Сборник посвящен памяти Александра Павловича Чудакова (1938–2005) – литературоведа, писателя, более всего известного книгами о Чехове и романом «Ложится мгла на старые ступени» (премия «Русский Букер десятилетия», 2011). После внезапной гибели Александра Павловича осталась его мемуарная проза, дневники, записи разговоров с великими филологами, книга стихов, которую он составил для друзей и близких, – они вошли в первую часть настоящей книги вместе с биографией А. П. Чудакова, написанной М. О. Чудаковой и И. Е. Гитович.
В книге рассказывается история главного героя, который сталкивается с различными проблемами и препятствиями на протяжении всего своего путешествия. По пути он встречает множество второстепенных персонажей, которые играют важные роли в истории. Благодаря опыту главного героя книга исследует такие темы, как любовь, потеря, надежда и стойкость. По мере того, как главный герой преодолевает свои трудности, он усваивает ценные уроки жизни и растет как личность.

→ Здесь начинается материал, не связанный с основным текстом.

PR #430, opened 2022-04-01
Feat 428 prevent users from setting flags

opyate:


backend/app/api/api_v1/routers/tests/test_users.py
```diff
@@ -21,8 +21,10 @@ def test_edit_user(mock_send_email, client, test_user, user_token_headers, test_
         json={
             "email": test_user.email,
             "names": "New name",
-            "is_active": test_user.is_active,  # TODO prevent user from setting these flags
-            "is_superuser": test_user.is_superuser,  # TODO prevent user from setting these flags
+            "is_active": not test_user.is_active,  # will be ignored
+            "is_superuser": not test_user.is_superuser,  # will be ignored
+            "affiliation_organisation": "org",
+            "affiliation_type": ["type 1", "type 2"],
```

В книге рассказывается история главного героя, который сталкивается с различными проблемами и препятствиями на протяжении всего своего путешествия. По пути он встречает множество второстепенных персонажей, которые играют важные роли в истории. Благодаря опыту главного героя книга исследует такие темы, как любовь, потеря, надежда и стойкость. По мере того, как главный герой преодолевает свои трудности, он усваивает ценные уроки жизни и растет как личность.

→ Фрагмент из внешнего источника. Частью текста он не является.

PR #435, opened 2022-04-05
Feat 391 text transformation function

stefl14:
I experimented with a bunch of more complex stuff but settled on relatively simple solutions in the end because they generalise
comparatively well.

This is best seen in how I handle lists, with very simple processing: any block subsequent to a list, irrespective
of its page, is considered context or part of the same list on the previous page. There isn't too
many failure modes so far as I can tell. I tried some more complex stuff but it deals with rare cases and creates other
errors, so left in TODOs for now.

You'll notice that some of the fixes are not strictly within scope of the task. The reason is that this task clarified some
of the upstream errors in postprocessing, which I decided to keep on this branch as they're relatively trivial. (new metadata
for debugging etc).

get_text_from_merged_block is where most of the interesting stuff happens, and this part is what led to most of the upstream fixes.

4) **One thing I noticed is that, as is, blocks are sometimes merged by the styling processor because they have the same path,
but there is an block between them with a different path but no stylespan attribute. This Adobe weirdness (italicisation is not considered a style, but a Span, for example) means that we end up missing italicised text from merged text blocks. As far as I can tell this is relatively rare, so I've not fixed it yet (left as TODO), but it's worth us assessing this in more detail because italics to me imply semantic importance. See comment in exception handling for CCLW example.**

I also noticed that we probably shouldn't be removing superscripts in the case where we have 1st,
2nd, etc as these are likely capturable semantics. Dealt with using a simple regex.

Unit testing not extensive as the functions are simple. But I tested the most complex function for clarity and to make it much easier to follow. There are 4 edge cases considered. Worth looking at.

### DIFF
--- a/search-index/test/test_text2embeddings.py
+++ b/search-index/test/test_text2embeddings.py
@@ -81,3 +81,77 @@ def test_get_text_from_merged_block():
 
     result_4 = text2embeddings.get_text_from_merged_block(input_4)
     assert result_4 == expected_4
+
+
+def test_get_text_from_list():
+    # Case 1: A nice complex nested list example with context.
+    previous_context_block = """The P.P.U.C.-
+* shall develop a standard contract providing for net energy metering, and shall, upon request, make this contract available to eligible customer-generators;
+* shall prepare appropriate technical standards for grid connection of renewable energy systems, and inspect and provide a license for those renewable energy installations that meet the technical standards developed by P.P.U.C. and the other provisions of this legislation. Issuance of a license shall be solely to show that the P.P.U.C. has approved the interconnection of the customer=s renewable energy system and the P.P.U.C. grid and shall not be interpreted to impose liability or approval by the P.P.U.C. for any part of the renewable energy system, its design, or its method of implementation. The technical standards imposed will be based solely on those necessary to ensure the safety of P.P.U.C. personnel and for the maintenance of P.P.U.C, power quality. Standards and technical requirements shall be consistent with existing technical practices for similar types of installations in the United States, Australia, or the European Union.
+	* A licensee shall inform the P.P.U.C. of any proposed technical changes to the renewable energy system that affects either the maximum power output or the components that provide the interconnection between the renewable energy system and the P.P.U.C. grid and will, under the licensing agreement, not make those changes without P.P.U.C. approval.
+	* The failure of a licensee to promptly inform the P.P.U.C. in writing of any technical changes to the renewable energy system that affects any of the above may, at the P.P.U.C. discretion, result in a fine of not more than two hundred dollars ($200).
+	* shall, at its own-expense, make available to each of its eligible customer generators who have installed a net metering system the meter (or set of meters) that is needed to determine the net flow of electricity both into and out of the electricity grid;"""
+    input_text_block = {
+        "text": [
+            "\n<li1>\n<Lbl>(d)<\\Lbl><LBody>shall, at its own expense, annually inspect grid-connected renewable energy installations to ensure that unauthorized changes have not been made and to ensure that the grid interconnection arrangements remain adequate for maintaining safety and power quality.<\\LBody>\\n",
+            "<Lbl>(e)<\\Lbl><LBody>shall not charge the customer any additional standby, capacity, interconnection, or other fee or charge that is greater than such fees charged to all members of that customer class; and<\\LBody>\\n",
+            "<Lbl>(f)<\\Lbl><LBody>may, at its own expense, and with the written consent of the customer, install one or more additional meters to monitor the flow of electricity in each direction. The additional metering shall be used only to provide the information necessary to accurately bill or credit the customer-generator or to collect renewable energy generating system performance information for research purposes.<\\LBody>\\n\\n<\\li1>\\n",
+        ],
+        "text_block_id": "p4_b96",
+        "coords": [
+            [44.00691223144531, 27.4151611328125],
+            [549.7152709960938, 27.4151611328125],
+            [44.00691223144531, 226.27561950683594],
+            [549.7152709960938, 226.27561950683594],
+        ],
+        "type": "list",
+        "path": ["Document", "L[4]", "LI[4]", "Lbl"],
+        "custom_attributes": {
+            "possibly_contiguous_with_same_page_context": True,
+            "paths": [
+                ["Document", "L[4]", "LI[4]", "Lbl"],
+                ["Document", "L[4]", "LI[4]", "LBody"],
+                ["Document", "L[4]", "LI[5]", "Lbl"],
+                ["Document", "L[4]", "LI[5]", "LBody"],
+                ["Document", "L[4]", "LI[6]", "Lbl"],
+                ["Document", "L[4]", "LI[6]", "LBody"],
+            ],
+            "text_block_ids": [
+                "p4_b96",
+                "p4_b97",
+                "p4_b98",
+                "p4_b99",
+                "p4_b100",
+                "p4_b101",
+            ],
+            "pretty_list_string": "* shall, at its own expense, annually inspect grid-connected renewable energy installations to ensure that unauthorized changes have not been made and to ensure that the grid interconnection arrangements remain adequate for maintaining safety and power quality.\\n\n* shall not charge the customer any additional standby, capacity, interconnection, or other fee or charge that is greater than such fees charged to all members of that customer class; and\\n\n* may, at its own expense, and with the written consent of the customer, install one or more additional meters to monitor the flow of electricity in each direction. The additional metering shall be used only to provide the information necessary to accurately bill or credit the customer-generator or to collect renewable energy generating system performance information for research purposes.\\n\\n\\n\n",
+            "original_list_text": [
+                ["(d)"],
+                [
+                    " shall, at its own expense, annually inspect grid-connected renewable energy installations to ensure that unauthorized changes have not been made and to ensure that the grid interconnection arrangements remain adequate for maintaining safety and power quality. "
+                ],
+                ["(e)"],
+                [
+                    " shall not charge the customer any additional standby, capacity, interconnection, or other fee or charge that is greater than such fees charged to all members of that customer class; and "
+                ],
+                ["(f)"],
+                [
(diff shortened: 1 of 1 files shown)


pipeline/processor/postprocessor.py
```diff
@@ -169,13 +169,15 @@ def merge_text_blocks(self, text_blocks: List[dict]) -> dict:
 
             # Append style metadata that will later be added to custom attributes for text block.
             if block_styling:
-                last_style_ix = len(merged_block_text[0].strip()) - 1
-                style_spans.append(
-                    {
+                # The last style index here is the index of the block with sentences joined.
+                last_style_ix = len(''.join((text for text in merged_block_text)).strip()) - 1
+                style_span = {
```
stefl14, line 174: This is a simple bug fix I noticed where I failed to account for the the length of the whole joined string in a list of strings, which was messing up some of the Spacy style indexing for style blocks, so needed an upstream fix.

pipeline/processor/postprocessor.py
```diff
@@ -308,7 +310,7 @@ def _format_semantic_lists(self, df: pd.DataFrame) -> List[List[str]]:
         df["type"] = df["path"].apply(lambda x: x[-1])
         # Sometimes label is called ExtraCharSpan, replace it with label
         df["type"] = df["type"].replace(
-            {"ExtraCharSpan": "Lbl", "ParagraphSpan": "LBody"}
+            {"ExtraCharSpan": "Lbl", "ParagraphSpan": "LBody", "Span": "Lbl"}
```
stefl14, line 313: Span elements complicate things a lot with Adobe and there's nothing general. But I noticed that assuming span elements are labels if they belong to list elements works in most cases. Another upstream fix.

pipeline/processor/postprocessor.py
```diff
@@ -404,10 +406,9 @@ def _update_contiguity_attributes(text_block: dict, new_attribute: str) -> dict:
 
         """
         new_custom_attributes = {new_attribute: True}
-        try:
-            if text_block["custom_attributes"] is not None:
-                text_block["custom_attributes"].update(new_custom_attributes)
-        except KeyError:
+        if text_block["custom_attributes"] is not None:
+            text_block["custom_attributes"].update(new_custom_attributes)
+        else:
```
stefl14, line 411: bug fix. Nothing to see here.

pipeline/reformat_adobe_output.py
```diff
@@ -33,7 +31,7 @@ def process(in_path, out_path):
             doc = text_styling_processor.process(doc, )
             doc = postprocessor.process(doc, f"{file.stem}.pdf")
             # Write to json file.
-            doc.save_json(out_path / file.stem)
+            doc.save_json(out_path / f"{file.stem}.json")
```
stefl14, line 34: was writing to text files, not json. Fixed.

pipeline/processor/postprocessor.py
```diff
@@ -576,11 +578,11 @@ def _group_list_elements(self, contents: dict) -> dict:
...
-                            else:
-                                text_block = self._update_contiguity_attributes(
-                                    text_block,
-                                    "possibly_contiguous_with_same_page_context",
-                                )
+                        else:
+                            text_block = self._update_contiguity_attributes(
+                                text_block,
+                                "possibly_contiguous_with_same_page_context",
+                            )
```
stefl14, line 585: Noticed a mistake where I wasn't appending this metadata at the right tabulation level, so it sometimes wasn't being included. It's not really being used in the code as is though, so not really anything to worry about.

search-index/text2embeddings.py
```diff
@@ -18,10 +19,108 @@
 logger = get_logger(__name__)
 
 
+def get_text_from_list(text_block: dict, prev_processed_text_block: dict) -> str:
```
stefl14, line 22: Tried a bunch of stuff here, but eventually settled on this ridiculously simple function as more complex implementations just created more headaches than they solved. See PR comments for more context.

search-index/text2embeddings.py
```diff
@@ -18,10 +19,108 @@
...
+    Args:
+        data (str): string to delete indices from.
+        indices (List[int]): list of indices to delete.
+    Returns:
+        str: string with indices deleted.
+    """
+    return "".join([char for idx, char in enumerate(data) if idx not in indices])
+
+
+def get_text_from_merged_block(text_block: dict) -> str:
```
stefl14, line 60: This is where the bulk of the interesting stuff is, though still super simple.

kdutia:
@stefl14 I've noticed the following warnings in `test_pipeline`. Usually these are because you need to set the string to be a raw string (`r"the string"` or `fr"the {value}"`).

```
=============================== warnings summary ===============================
processor/postprocessor.py:328
  /app/processor/postprocessor.py:328: DeprecationWarning: invalid escape sequence \L
    label_string = f"<Lbl>{text}<\Lbl>"

processor/postprocessor.py:340
  /app/processor/postprocessor.py:340: DeprecationWarning: invalid escape sequence \L
    new_string += f"<LBody>{text}<\LBody>\n" + f"\n<\li{list_number}>\n"

processor/postprocessor.py:340
  /app/processor/postprocessor.py:340: DeprecationWarning: invalid escape sequence \l
    new_string += f"<LBody>{text}<\LBody>\n" + f"\n<\li{list_number}>\n"

processor/postprocessor.py:342
  /app/processor/postprocessor.py:342: DeprecationWarning: invalid escape sequence \L
    new_string += f"<LBody>{text}<\LBody>\n"

processor/postprocessor.py:429
  /app/processor/postprocessor.py:429: DeprecationWarning: invalid escape sequence \d
    df["block_num"] = df["text_block_id"].str.extract("b(\d+)").astype(int)

processor/postprocessor.py:457
  /app/processor/postprocessor.py:457: DeprecationWarning: invalid escape sequence \d
    df["text_block_id"].str.split("_").str[0].str.extract("(\d+)").astype(int)
```

pipeline/processor/postprocessor.py
kdutia: 🙌🏼

search-index/text2embeddings.py
```diff
@@ -18,10 +19,108 @@
...
+    Args:
+        text_block (dict): text block dict.
+        prev_processed_text_block (dict): previous text block dict.
+
+    Returns:
+        str: Formatted list text block that is useful for indexing semantics.
+    """
+    text = text_block["custom_attributes"]["pretty_list_string"]
+    text = text.strip()
+    text = text.replace("*", "")  # Remove bullet points.
```
kdutia, line 36: I suggest we leave bullet points in as we'll display this processed text to the user on the search results page. If we decide it's better for NLP purposes to remove them, we can remove them for search purposes only in Elasticsearch using a [character filter](https://www.elastic.co/guide/en/elasticsearch/reference/current/analysis-pattern-replace-charfilter.html) and a [field](https://www.elastic.co/guide/en/elasticsearch/reference/current/multi-fields.html).

search-index/text2embeddings.py
```diff
@@ -18,10 +19,108 @@
...
+    Args:
+        text_block: A block of text that has been merged.
+
+    Returns:
+        str: The text block with styling that is not related to semantics removed.
+
+    """
+    # Text output with no processing.
+    text_output = (
+        "\n".join(text_block["text"]).strip(),
```
kdutia, line 73: I think we want to actually `" ".join()` strings here so that displaying them in the UI doesn't enforce arbitrary line breaks. We should still newline join where newlines are part of the semantics, e.g. for lists or paragraph breaks. This is my mistake from the original method that I've spotted since. What do you think?

search-index/text2embeddings.py
```diff
@@ -31,12 +130,18 @@ def get_text_from_document_dict(document: dict) -> List[Tuple[str, str]]:
...
         for text_block in page["text_blocks"]:
-            text_output.append(
-                ("\n".join(text_block["text"]).strip(), text_block["text_block_id"])
-            )
+            if text_block["type"] == "merged_text_block":
+                text = get_text_from_merged_block(text_block)
+            elif text_block["type"] == "list":
+                text = get_text_from_list(text_block, prev_block_processed_text)
+            else:
+                text = "\n".join(text_block["text"]).strip()
```
kdutia, line 141: Same here with `" ".join` as in above comment.

search-index/text2embeddings.py
```diff
@@ -18,10 +19,108 @@
...
+                # be used by language models.
+                delete_substr = text_output[0][remove_start : remove_end + 1]
+                if re.match(r"(st|nd|rd|th)$", delete_substr):
+                    continue  # don't remove
+                delete_indices.extend([remove_start, remove_end])
+
+        # The indices are relative to the whole block, not just elements in the block.
+        # Remove the indices from deleted_indices from text_output.
+        if delete_indices:  # There will only be indices to delete in superscript case.
+            text_output_amended = delete_string_indices(text_output[0], delete_indices)
```
kdutia, line 96: It seems like you're passing start, end pairs into this function but the function actually deletes characters by index? Should the `delete_indices.extend` line add a range of indices from start to end instead?

search-index/test/test_text2embeddings.py
```diff
@@ -0,0 +1,83 @@
...
+        "coords": [
+            [85.08000183105469, 207.0596923828125],
+            [555.9367065429688, 207.0596923828125],
+            [85.08000183105469, 278.4237060546875],
+            [555.9367065429688, 278.4237060546875],
+        ],
+        "type": "merged_text_block",
+        "path": ["Document", "P[40]"],
+        "custom_attributes": {
+            "styleSpans": [{"style": "superscript", "start_idx": 144, "end_idx": 144}]
```
kdutia, line 21: Only just noticed this but the start_idx and end_idx behaviour is a bit un-pythonic here - you'd expect the representation of only index 144 to be (144,145). Happy to leave it like this as it looks like other code might depend on it, as long as a note about this behaviour is in the relevant docstring.

kdutia:
Looks good, i've left some pretty minor comments. Are you planning on adding a test for the `get_text_from_list` function?

search-index/text2embeddings.py
stefl14: Good spot. Since I was only really dealing with superscripts and mostly cases of a single superscript, hadn't spotted it!

search-index/text2embeddings.py
```diff
@@ -10,6 +10,7 @@
 import pandas as pd
 import click
 import re
+import codecs
```
stefl14, line 13: hack

stefl14:
Merged too soon.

В книге рассказывается история главного героя, который сталкивается с различными проблемами и препятствиями на протяжении всего своего путешествия. По пути он встречает множество второстепенных персонажей, которые играют важные роли в истории. Благодаря опыту главного героя книга исследует такие темы, как любовь, потеря, надежда и стойкость. По мере того, как главный герой преодолевает свои трудности, он усваивает ценные уроки жизни и растет как личность.